The heat transfer efficiency, characterised by Nusselt number-Rayleigh number scaling laws $Nu \sim Ra^\gamma$, is the main focus of the thesis. Both numerical simulations and simple phenomenological models with dimensional analyses have been employed to address the problem. The latter method is also used to study heat transfer in a cavity with axial throughflow.

It is found that the influence of rotational Reynolds number, which is associated with the Coriolis force, in reducing heat transfer is weak if the value of $\beta \Delta T$ cannot be varied over a large range. The Nusselt number is strongly dependent only on Rayleigh number. Simulations do not reproduce measured heat transfer results by Bohn {\sl et al.} (1995) for rotating annuli, instead the results are closer to those for Rayleigh-B\'enard convection. Rayleigh-B\'enard convection is the stationary `counterpart' of free convective flow in rotating annulus, and its understanding has enjoyed much progress in recent years (e.g. Grossmann \& Lohse, 2000 \& 2001). Results from Rayleigh-B\'enard convection are applied carefully for comparisons with and interpretations of thecomputational results obtained in the current study. An explanation is also suggested in this context for the results of Bohn {\sl et al.}

From the results obtained in the current study and in the literature, it is remarkable to note that scaling laws for apparently very different convective heat transfer situations (such as orientations and shapes of the enclosures, cavities or flat plates and even whether they are stationary or rotating) are not vastly different. The typical $\gamma$ values, for example, vary between $1/5$ and $1/2$ inclusive. The orders of magnitude for heat transfer are similar; the effect is especially noticeable if a large range of Rayleigh number is considered.
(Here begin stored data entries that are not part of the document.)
PR #120, opened 2015-07-28
Add webpush style message delivery

### LINKED ISSUE #57: Add WebPush style individual message delivery w/data
Modify the architecture to store individual messages with payload

# Implementation Plan

To retain efficient message delivery and storage, a separate router and db table is needed for storing individual messages. Our current router table has some space to store arbitrary additional data, but in this case we need to know in advance whether the channel exists or not, to avoid storing lots of arbitrary data that may be for expired/unregistered channels.

This first version will have a new table, keyed by hash/range key: uaid-channel_id / timestamp

Using a channel_id of "" combined with uaid will return a structure with a 'channels' field that has all registered channels.

After the router lookup indicates to use individual message delivery, the individual message router will verify the channel id is valid, and deliver/store it as needed.

## Websocket Changes

The router type will be stored for the connection, so several methods can act appropriately based on whether the prior simplepush style delivery is used, or webpush style. The following methods will need to be modified to toggle implementation based on router_type:

- register
- unregister
- process_notifications
- ack

## Database Changes & Additions

A new table for individual message storing, and all the registered channels will be added for this user.

## Router

New 'webpush router' for webpush style data retention and routing will be added.s, instead of collapsing by version.

bbangert:
Add WebPush style data delivery with crypto headers to connected clients.

Implementation Notes:
- Added Message table, with hash key of UAID, range key of CHANNEL_ID:MESSAGE_ID.
  This allows querying for messages of a specific channel with beginswith operator, along with
  easy retrieval of all notifications for a single UAID. The blank CHID:MID is a record containing
  all registered channel ID's to avoid delivery for a CHID we don't support.
- Valid channel's are verified by the endpoint before attempting delivery as a preflight check in the router.
- Each message gets a message ID assigned and returned as Location header to AppServer per WebPush spec.
- Websocket client ack's messages with channel_id/version as normal.
- Notifications are delivered as independent websocket messages per Issue #57.
- Added Webpush router as a minimal subclass of the simple router, that saves the message appropriately and overrides the RouterResponse to include the Location header and use a 201.
- Minimal changes to endpoint.py to add WebPush special-case. This was chosen instead of trying to make things more pluggable, since we will only be supporting legacy SimplePush, or WebPush style.
- Minimal changes to websocket.py (unfortunately still not trivial), to add hooks for clients using webpush style individual message notification.

Other Notes:
- No changes were made to most tests, nor were any made to the smoke-test (to ensure all existing clients will continue to work without change).
- Moto required brain surgery to add set operations for channel lookup operations. As such, the version in test-requirements is required for tests to run.

Closes #57.


autopush/endpoint.py
```diff
@@ -360,36 +366,56 @@ def put(self, token):
...
+            req_fields = ["content-encoding", "encryption"]
+            if not all([x in self.request.headers for x in req_fields]):
+                self.set_status(401)
+                log.msg("Missing Crypto headers", **self._client_info())
+                self.write("Missing crypto headers.")
+                return self.finish()
+
+            version = uuid.uuid4().hex
+            data = self.request.body
+            router.message_id = version
```
kitcambridge: Maybe I'm missing something, but it looks like there's one instance of each router per server (`self.ap_settings.routers[router_key]`). To make this work, wouldn't you need to instantiate a new router per request?

autopush/db.py
```diff
@@ -175,6 +207,113 @@ def delete_notification(self, uaid, chid, version=None):
             return False
 
 
+class Message(object):
+    """Create a Message table abstraction on top of a DynamoDB Table object"""
+    def __init__(self, table, metrics):
+        """Create a new Router object
```
kitcambridge: s/Router/Message.

autopush/db.py
```diff
@@ -175,6 +207,113 @@ def delete_notification(self, uaid, chid, version=None):
...
+        results = self.table.query_2(
+            uaid__eq=uaid,
+            chidmessageid__beginswith="%s:" % channel_id,
+            consistent=True,
+            attributes=("chidmessageid",),
+        )
+        chidmessageids = []
+        for item in results:
+            chidmessageids.append(item["chidmessageid"])
+            if len(chidmessageids) == 25:
```
kitcambridge: Oh, I had no idea DynamoDB limits batches to 25 operations. Could you add a quick comment here, please?

autopush/endpoint.py
bbangert: Ah crap, you're right on that. Will fix.

autopush/endpoint.py
```diff
@@ -360,36 +366,56 @@ def put(self, token):
...
         # Save the whole record
         router_key = result.get("router_type", "simplepush")
         router = self.ap_settings.routers[router_key]
+
+        # Only simplepush uses version/data out of body/query, GCM/APNS will
+        # use data out of the request body 'WebPush' style.
+        if router_key == "simplepush":
+            version, data = parse_request_params(self.request)
+        else:
+            # We need crypto headers
```
kitcambridge: This is only for Web Push, right? Or are we planning to send encrypted messages via GCM/APNS, too?

autopush/db.py
bbangert: Oops, leftover from a prior method of fetching. I've removed this entirely.

autopush/endpoint.py
bbangert: I was trying to avoid bloating the router interface any farther for this. Since GCM/APNS both can handle data, and neither is in actual use yet, my thought was to allow them to use data right away rather than have yet another set of possibility combinations.

autopush/tests/test_router.py
```diff
@@ -457,3 +458,73 @@ def verify_deliver(result):
...
+        self.router_mock = settings.router = Mock(spec=Router)
+        self.message_mock = settings.message = Mock(spec=Message)
+        self.agent_mock = Mock(spec=settings.agent)
+        settings.agent = self.agent_mock
+        self.router.metrics = Mock()
+
+    def test_route_to_busy_node_saves_looks_up_and_sends_check_201(self):
+        self.agent_mock.request.return_value = response_mock = Mock()
+        response_mock.addCallback.return_value = response_mock
+        type(response_mock).code = PropertyMock(
```
kitcambridge: Nifty.

autopush/endpoint.py
jrconlin: @bbangert +1.

autopush/websocket.py
```diff
@@ -472,7 +523,11 @@ def _check_other_nodes(self, result):
     def finish_hello(self, *args):
         """callback for successful hello message, that sends hello reply"""
         self._register = None
-        msg = {"messageType": "hello", "uaid": self.uaid, "status": 200}
+        if self.use_webpush:
+            msg = {"messageType": "hello", "uaid": self.uaid, "status": 200,
+                   "use_webpush": True}
+        else:
+            msg = {"messageType": "hello", "uaid": self.uaid, "status": 200}
```
jrconlin: going to ping on the duplicate dictionary here (same as in the smoke tests

autopush/endpoint.py
kitcambridge: Sounds good. Thanks for clarifying!

bbangert: Correct, we are sending encrypted messages via the bridges.

kitcambridge:
LGTM!

jrconlin:
r+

Simple phenomenological models (inspired by Castaing {\sl et al.}, 1989) and dimensional analyses are used to derive many scaling laws. This type of study enables a more unified understanding of the flow processes and parameters that give rise to the scaling laws for different convective flows.

For cavities with axial throughflow, different covection regimes with their corresponding scaling laws were also derived using similar theoretical models and dimensional considerations. The results are summarised in a regime diagram of $Re_z$ vs. $Ra_z$ delineating different types of convection and scaling laws.